= Pamela Evans =

British author

Pamela Evans (born 1949) is a British author who is also trained as a medical doctor and a published academic.

Evans was born in London and trained as a doctor at The London Hospital Medical College, graduating with an MB BS. After graduating, she worked as a General Practitioner in Highams Park, London E4.

==Academic career==
Pamela took up a post as a research fellow in epidemiology to enable her to continue working whilst raising a family. She was a member of the UK national working party concerned with data recording in cerebral palsy research from 1985 to the early 1990s. She has published various papers in the field and was invited to deliver a paper at a UCLA conference ('Epidemiology of the Cerebral Palsies: a Foundation for Research and Prevention') in 1986.

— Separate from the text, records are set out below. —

PR #180, opened 2020-01-27
middleware proof of concept

thysultan:
Example Use:

```js
serialize(compile(`...`), stringify) // default
serialize(compile(`...`), middleware([prefixer, stringify])) // middlware
function prefixer (current, callback) { if (current.type === DECLARATION) current.value = prefix(current.value) }
```

This tries to avoid a double pass.


src/Serializer.js
```diff
@@ -1,39 +1,74 @@
...
+ */
+export function content (current, prefix, suffix) {
+	return strlen(current) > 0 ? prefix + current + suffix : ''
+}
+
+/**
+ * @param {function[]} current
+ * @return {function}
+ */
+export function middleware (current) {
```
Andarist: It seems to me that `current` is overused here to name multiple different things, it would be great to rename them to something unique because currently, it's somewhat hard to reason about it because of this.

thysultan:
In addition to sourcemap generator, I think that about covers it.

I'll work on the 'cascade: false' and 'global()' ones, it's the reason there's an unused `identifier` function on `./src/Tokenizer.js` that will be a useful utility for plugins along the lines of those two.

src/Tokenizer.js
```diff
@@ -52,16 +69,20 @@ export function token (type) {
 	switch (type) {
 		// * /
 		case 42: case 47:
-			return 3
+			return 5
```
Andarist: could you document those returned numbers anywhere? it's quite hard to grok them without knowing what they mean and how exactly they are supposed to be used

src/Prefixer.js
```diff
@@ -94,21 +92,21 @@ export function prefix (value, length) {
 				break
 		// display: (flex|inline-flex|inline-box)
 		case 6444:
-			switch (charat(value, strlen(value) - 2 - (~indexof(value, '!important') && 10))) {
+			switch (charat(value, strlen(value) - 3 - (~indexof(value, '!important') && 10))) {
```
Andarist: some changes in this file (like this one) look like they are changing the output, but I don't see that many changes in accompanying tests. Do I interpret this wrongly or should I maybe try to prepare appropriate tests?

src/Middleware.js
```diff
@@ -0,0 +1,63 @@
+import {KEYFRAMES, DECLARATION} from './Enum.js'
```
Andarist: If I fix errors in this file (mainly just import missing stuff) all existing tests pass - should I commit it and push out? Or are you in the middle of some work?

src/Middleware.js
```diff
@@ -0,0 +1,63 @@
...
+	}
+
+	return stringify(element, callback)
+}
+
+/**
+ * @param {function} callback
+ * @return {function}
+ */
+export function rulesheet (callback) {
```
Andarist: shouldnt this act more like a `middleware`? in the sense that it should accept plugins? `prefixer` shouldnt be included in here by default, right? we should also be able to provide other plugins as well

src/Prefixer.js
Andarist: ok, I think most of the changes are caused by the `;` added to the end of declarations, would love to have a confirmation if that's it or were there some other changes here as well?

src/Parser.js
```diff
@@ -62,9 +58,11 @@ export function parse (value, points, declarations, rules, rulesets) {
 					// ;
 					case 59 + offset:
 						if (length > 0)
-							append(declaration(temporary, length), declarations)
+							append(declaration(temporary + ';', length), declarations)
 						break
-					// rule/at-rule
+					// @ ;
```
Andarist: I'm confused by the `@` on this line, 59 is `;` and I don't know how `@` relates to this branch of code

src/Middleware.js
```diff
@@ -0,0 +1,63 @@
...
+ * @param {string[]} selector
+ * @param {string} namespace
+ * @return {string[]}
+ */
+export function cascade (selector, namespace) {
+	selector.map(function (value) {
+		// h1 h2 :matches(h1 h2) => h1[uuid] h2[uuid] [uuid]:matches(h1 h2)
+		return dealloc(tokenize(alloc(value))).map(function (value, index, children) {
+			switch (charat(value, 0)) {
+				// :global
```
Andarist: It doesnt seem that `:global` handling belongs to this (cascade) plugin. At the high-level they are unrelated and should stay decoupled.

src/Prefixer.js
thysultan: Yes that's it.

src/Middleware.js
thysultan: Middleware.js and Serialize.js are going to change in the next commit.

src/Middleware.js
thysultan: Yes, i've stumbled on an implementation that would allow the previous `middlware([prefixer, stringify, rulesheet])` design to work with this type of plugin.

src/Parser.js
thysultan: It is `;` but ones that a preceded by an at-rule i.e `@import '...';` at-rules terminated with semi-colons.

src/Middleware.js
Andarist: Eager to see what you have come up with!

test/Parser.js
```diff
@@ -1,8 +1,20 @@
-import {compile, serialize} from "../index.js"
+import {compile, serialize, stringify} from "../index.js"
 
-const stylis = string => serialize(compile(`.user{${string}}`))
+const stylis = string => serialize(compile(`.user{${string}}`), stringify)
 
 describe('Parser', () => {
+  test('unested', () => {
```
Andarist: unested? seems like a typo maybe

test/Middleware.js
```diff
@@ -0,0 +1,24 @@
+import {compile, serialize, stringify, middleware, rulesheet, prefixer, namespace} from "../index.js"
+
+const stack = []
+
+describe('Middleware', () => {
+	test('rulesheet', () => {
+  	serialize(compile(`.user{h1 {width:0;} @media{width:1;}}`), middleware([stringify, rulesheet(value => stack.push(value))]))
```
Andarist: the API looks slick 👍

src/Middleware.js
```diff
@@ -0,0 +1,86 @@
...
+ * @param {number} index
+ * @param {object[]} children
+ * @param {function} callback
+ */
+export function prefixer (element, index, children, callback) {
+	if (element.return === element.prefix)
+		switch (element.type) {
+			case DECLARATION: element.prefix = prefix(element.value, element.length)
+				break
+			case KEYFRAMES: element.prefix = prefix(stringify(element, index, element.prefix = null, callback), 10)
```
Andarist: `element.prefix` is a string, is it OK (for engines) to change this property's type to null?

test/Middleware.js
thysultan: 💯 It's 2X faster than current stylis(master branch)

src/Middleware.js
thysultan: Yes, JavaScript engines only special type numbers/doubles.

Andarist:
@thysultan could you prepare a short writeup about the current middleware design? I have started to dig into it but would be a lot easier for me (and future plugin authors) if it would be documented at least a little bit

thysultan:
Thanks

PR #182, opened 2020-02-02
Rulesheet plugin attempt

Andarist:


thysultan:
As an aside, the following seems to log the expected result:

```js
case RULESET: return console.log(element.type, stringify(element, stringify))
case MEDIA: case SUPPORTS: ++context, console.log(element.type, stringify(element, stringify)), --context
```

Andarist:
Any ideas what approach should be explored to handle this?

thysultan:
The following works as a callback middleware:

```js
import {serialize, stringify, prefixer, compile} from 'stylis'

function rulesheet (callback) {
	return function (element, value) { if (value = stringify(element, prefixer)) callback(value) }
}

serialize(compile('...'), rulesheet(value => console.log(value)))
```

Andarist:
Ok, so the idea is to actually replace `middleware` with `rulesheet` - so a `rulesheet` is not a plugin, but rather a "finalizer" (like a `middleware`). I have not thought of that. Going to close this as I've seen you have already included a proposed `rulesheet` in the `middleware` branch.

thysultan:
Yes that was the idea, but i've changed it now, will push my changes later today. This one should be more streamlined.

PR #188, opened 2020-03-09
re-introduce comments into the AST as a node

thysultan:
the changes in src/Tokenizer.js are mostly moving functions around(re-arranging so to speak)

### DIFF
--- a/README.md
+++ b/README.md
@@ -35,6 +35,14 @@ const declaration = {
 	line: 1, column: 1
 }
 
+const comment = {
+	value: '/*@noflip*/',
+	type: 'comm',
+	props: '/',
+	children: '@noflip',
+	line: 1, column: 1
+}
+
 const ruleset = {
 	value: 'h1,h2',
 	type: 'rule',
--- a/src/Tokenizer.js
+++ b/src/Tokenizer.js
@@ -135,7 +135,7 @@ export function whitespace (type) {
 		else
 			break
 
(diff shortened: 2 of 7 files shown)


README.md
```diff
@@ -35,6 +35,14 @@ const declaration = {
 	line: 1, column: 1
 }
 
+const comment = {
+	value: '/*@noflip*/',
+	type: 'comm',
+	props: '/',
```
Andarist: what are possible `props` by design? by running this:
```js
compile(`.user {
  --foo: 10px; // test
}`)
```
I see that inline comment is normalized to a block comment (getting `value: '/* test*/'`) which is fine by me as discussed previously. I'm only wondering if `props: '\n'` is by design for this case.

src/Tokenizer.js
```diff
@@ -19,6 +19,13 @@ export function node (value, root, type, props, children, length) {
 	return {value: value, root: root, type: type, props: props, children: children, line: line, column: column, length: length, prefix: '', return: ''}
 }
 
+/**
+ * @return {number}
+ */
+export function char () {
```
Andarist: maybe `current` would be better for this?

README.md
thysultan: Yes, `/` is for block comments and '\n' for inline comments noted by the last character  used to terminate them.

Andarist: gotcha, cool 👍

PR #189, opened 2020-03-09
Add failing test for "& :hover"

Andarist:


test/Parser.js
```diff
@@ -199,6 +199,16 @@ describe('Parser', () => {
...
   })
 
+  test('& :hover', () => {
+    expect(
+      stylis(`
+        & :hover{
+          color:blue;
+        }
+      `)
+    ).to.equal(`.user :hover{color:blue;}`)
```
Andarist: This is caused by the output of 
[`whitespace`](https://github.com/thysultan/stylis.js/blob/fd51d443f7a0a71db1098e04a4a1b8cd053f76d1/src/Parser.js#L47) being `''`. 

It gets called with `&` and consumes characters till `:` which gives us 0 & 4 tokens respectively which in turn returns us `''` because of some computed token (the one for `:`) being greater than 2.

I've tried adding `&` to isolated tokens list and rewriting [the return statement](https://github.com/thysultan/stylis.js/blob/fd51d443f7a0a71db1098e04a4a1b8cd053f76d1/src/Tokenizer.js#L169) in the `whitespace` but no luck so far (I've managed to pass this test but broke some other ones).

Andarist:
Fixed in https://github.com/thysultan/stylis.js/pull/188 by https://github.com/thysultan/stylis.js/pull/188/commits/a5e6b98cd1b2c037024ce7112a137ac71707a234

She developed the "Limb by Limb" method of data recording, a standardised methodology for clinicians providing data to epidemiologists. Before this method was described, different interpretations of commonly used terms (e.g. diplegia, hemiplegia and quadriplegia) meant that data recorded in studies were not always able to be assessed correctly at an epidemiological level. The "Limb by Limb" method stimulated a debate among other researchers about the best format for data recording in epidemiological studies, providing a basis from which other recording methodologies could be derived.

Her work on the life expectancy of children affected by cerebral palsy has been used as evidence in the High Court.

==Writings==
She left her epidemiological studies and developed an interest in counselling and to begin to teach adults in her local church and elsewhere. She contributed to the training of Christian counsellors, and lectured GPs on workaholism and other addictions. This work culminated in "Driven Beyond the Call of God" which received good reviews including from the Christian Medical Fellowship – connecting her past career as a doctor to her present one as an author.

In 2002 she compiled her New Testament church-based teaching on the Body of Christ into a second book – "Building the Body" and has since contributed to the "Quiet Spaces" journal and bible reading notes such as "Living Light" and "Closer to God" from Scripture Union.

In 2011 she published her 3rd book – "Shaping the Heart", subtitled "Reflections on spiritual formation and fruitfulness".

==Current activities==
Pamela Evans continues to teach and preach in the Anglican church to which she and her husband belong. She is a member of the Association of Christian Writers and part of the Chichester Diocese team of facilitators for the national Growing Healthy Churches initiative. She also provides spiritual direction to a small number of church leaders.